Authored by yaxunl on Mar 7 2021, 7:34 AM.

Details

Reviewers
tra
Summary

gcc and clang currently do not have a consistent ABI
for half precision types. Passing aggregate args containing half precision
types between clang and gcc can cause UB.

This patch adds an option -fhip-allow-half-arg. When off, clang
will diagnose aggregate arguments containing half precision
types in host functions.

Diff Detail

Event Timeline

yaxunl created this revision.Mar 7 2021, 7:34 AM
yaxunl requested review of this revision.Mar 7 2021, 7:34 AM
yaxunl updated this revision to Diff 328979.Mar 8 2021, 5:06 AM

fix test and clang-tidy warnings

tra added a comment.Sep 30 2021, 11:42 AM

Is this patch still relevant? Looks like I've missed it.

What exactly is the difference between gcc and clang regarding fp16 and why does it matter for aggregate arguments?
On a trivial example both clang and gcc appear to treat _Float16 similarly: https://godbolt.org/z/8WxK95zTj

In D98143#3034419, @tra wrote:

Is this patch still relevant? Looks like I've missed it.

What exactly is the difference between gcc and clang regarding fp16 and why does it matter for aggregate arguments?
On a trivial example both clang and gcc appear to treat _Float16 similarly: https://godbolt.org/z/8WxK95zTj

On gcc11 and below, since gcc does not support fp16, it is common practice to use short to pass fp16 in struct. Then gcc and clang has different ABI: https://godbolt.org/z/zqhT7x7qo

Basically if one compiles a function with struct type arg containing _Float16 with clang, then compiles a caller with struct type arg containing short with gcc, it will not work.

If use gcc trunk with _Float16, then there will not be such issue since the ABI is the same.

tra added a comment.Sep 30 2021, 3:22 PM

On gcc11 and below, since gcc does not support fp16, it is common practice to use short to pass fp16 in struct. Then gcc and clang has different ABI: https://godbolt.org/z/zqhT7x7qo

Basically if one compiles a function with struct type arg containing _Float16 with clang, then compiles a caller with struct type arg containing short with gcc, it will not work.

If both compilers use the same type they both agree on, then there's no problem. If they pass data using different types but identical names, that's an ODR violation and it's not specific to fp16.

Given that fp16 ABI is not stable, the dignostics provided by the patch may be a useful safeguard to have.
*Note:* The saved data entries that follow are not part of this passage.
PR #2516, opened 2020-08-13
NODE-1449: Generate Type Definitions

nbbeeken:
This PR isn't ready to merge but I figured it would be easier for us to discuss next steps with something up here to comment on. So the src/bson.ts file is currently a blocker so you'll see I just changed it to not import bson-ext for now to get definition generating working. I started to delete jsdoc relating things but thought it best to keep this diff small. I committed the mongodb.d.ts file so we can all take a look but I assume we will keep that only in the published npm package?
There's the other issue of tsdoc syntax, it is (by design) a very strict language of its own to avoid ambiguity that sometimes happens with jsdoc, anyway result is we have many "syntax" warnings, none that halt doc generation at least.

If you wanna checkout how things look locally the gulp script is a good place to start, I made the following tasks:

- `gulp compile` - I temporarily switched to just using tsc to compile over our gulp script because source maps aren't correctly piped through the newline preserve and prettier, we can workshop this.
- `gulp definition` - This uses compile to output all the .d.ts per file and then runs api-extractor to do the bundling work, and then deletes all the .d.ts per file in lib. Also I run prettier on the single output mongodb.d.ts
- `gulp doc` - This will generate the typedoc powered documentation. It puts everything in `docs/gen` for now (index.html is will be in there so that's where you can start) In order to get the tutorial markdown pages I use a plugin called `typedoc-plugin-pages` and each page has to be specified manually so gulp generates the typedoc.json config runs typedoc and deletes the config because do we really need an n-th config file? 

Take it for a spin let me know what you think.


reggi:
I'm getting some yellow warnings here are a couple of them:

> tsdoc-undefined-tag: The TSDoc tag "@function" is not defined in this configurationeslinttsdoc/syntax
> tsdoc-param-tag-with-invalid-type: The @param block should not include a JSDoc-style '{type}'eslinttsdoc/syntax
> tsdoc-param-tag-missing-hyphen: The @param block should be followed by a parameter name and then a hypheneslinttsdoc/syntax

reggi:
I'm getting some yellow warnings here are a couple of them:

> tsdoc-undefined-tag: The TSDoc tag "@function" is not defined in this configurationeslinttsdoc/syntax
> tsdoc-param-tag-with-invalid-type: The @param block should not include a JSDoc-style '{type}'eslinttsdoc/syntax
> tsdoc-param-tag-missing-hyphen: The @param block should be followed by a parameter name and then a hypheneslinttsdoc/syntax

nbbeeken:
> This is so cool!
> 
> I'm getting some yellow warnings here are a couple of them:
> //... 
> May need to add in extra rules. Some of these are valid though, where there's a mismatch in typings.

Yea as I said there's many warnings luckily they don't halt documentation generation but the warnings are all valid in that that formatting come out a bit wonky in a majority of cases. For example `@function`s should be dropped everywhere, they're meaningless to tsdoc, the `@param`s need to be corrected to not have a type annotation at all and have a hyphen after the parameter name etc.

So basically by using tsdoc we aren't using jsdoc anymore they are compatible but divergent formats, the cost of good docs. Are we okay with doing another sweeping change to all the doc comments in the code base again? Do we want to do this over time? 
We could at least fix all the params pretty easily with a regex, drop types and add the hyphen.

nbbeeken:
@mbroadst @reggi @emadum Just pinging, I made the docs changes to make us tsdoc compliant everywhere but in the bulk subdirectory.
Working through the pile of warnings unveiled that API-extractor has separate warnings than the ts-doc linter, nothing major its just the type symbols we have made need to be reexported from `src/index.ts` I can do that and have that updated soon

src/cursor/cursor.ts
```diff
@@ -634,11 +624,11 @@ export class Cursor<
   }
 
   /**
-   * @deprecated
-   * Iterates over all the documents for this cursor. As with **{cursor.toArray}**,
+   * @deprecated Please use {@link Cursor.forEach} instead
```
reggi, line 627: I don't think this is formatted correctly because it starts with the tag, all of this comment is the value of the tag. I think @deprecated needs to be below the comment.

reggi: This might also apply to `@internal` i've seen start the doc.

nbbeeken: You're correct about deprecated, I'll got through and make sure it doesn't come before the summary, internal/public are different they can come anywhere since they're modifier style tags and don't collect text after them.

nbbeeken: I think however we should probably have the summary lead the doc comment, so I've changed the access modifiers position to be below the summary

src/apm.ts
```diff
@@ -1,9 +1,22 @@
 import { EventEmitter } from 'events';
 import type { Callback } from './utils';
+import { Connection } from './cmap/connection';
+
+// eslint-disable-next-line @typescript-eslint/no-unused-vars
```
mbroadst, line 5: what's up with this comment?

src/apm.ts
```diff
@@ -1,9 +1,22 @@
 import { EventEmitter } from 'events';
 import type { Callback } from './utils';
+import { Connection } from './cmap/connection';
```
mbroadst, line 3: shouldn't this be an `import type`?

src/apm.ts
nbbeeken: I'm not entirely sure, we have a two other cases where this comes up
https://github.com/mongodb/node-mongodb-native/blob/ca16d554a6d40cb3cbf35164ed5c94de10537bc3/src/operations/collections.ts#L6-L8
https://github.com/mongodb/node-mongodb-native/blob/ca16d554a6d40cb3cbf35164ed5c94de10537bc3/src/operations/create_collection.ts#L10-L12
Despite the type being used its marked as unused for some reason

src/apm.ts
nbbeeken: No I'm using the static properties defined on it so I need the value.

src/apm.ts
mbroadst: oh I think this was from before we upgraded prettier, you can probably just remove the lines everywhere

nbbeeken: Oh yea you are right those were fine to remove, but this apm one still reports unused var despite it being used. Maybe because it is being used as a type annotation for a `this` on the function in instrument, which is kind of a fake param to type your function's this binding, not sure though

That said, I'm not quite sure how one would use it in practice. Is that purely to check that fp16 is not passed around anywhere in the host code?
If we compile everything with the check enabled that would potentially produce a lot of irrelevant/false-positive results.
E.g. there may be legitimate host-only code passing fp16 parameters and used only from clang-compiled files.
Perhaps the check should be limited to externally visible functions only, and, maybe, make it a warning?
We can not conclusively tell whether use of fp16 by the callee will be a problem if we don't know anything about the caller.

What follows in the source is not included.